Scan the entries and state how many lines contain "references". Write no other text.

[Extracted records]
· · ·

PR #128, opened 2025-02-09
feat(tIED): update internal object references on IED rename 

### LINKED ISSUE #125: tIED: updateIED does not update object references
I've been testing the rename IEDs function with some ICTs.

I believe we don't update the `setSrcRef` with rename IEDs in general.

```xml
<DOI name="InRef1">
    <DAI name="setSrcRef">
        <Val>XAT_232_P1PRO/DC10CILO10.EnaOpn.stVal</Val>
    </DAI>
</DOI>
```

Should we be generally processing a file's object references on a rename?

Perhaps this setSrcRef may be a bug in my CID file (it was hand crafted) and there shouldn't be IED references within the `Val`

image

danyill:
Closes #125

Not quite implemented as I thought on the issue but I hope this is better.

### DIFF
--- a/tIED/updateIED.spec.ts
+++ b/tIED/updateIED.spec.ts
@@ -132,4 +132,47 @@ describe("Function to an update the IED name attributes and its referenced eleme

· · ·

Solution to the problem
4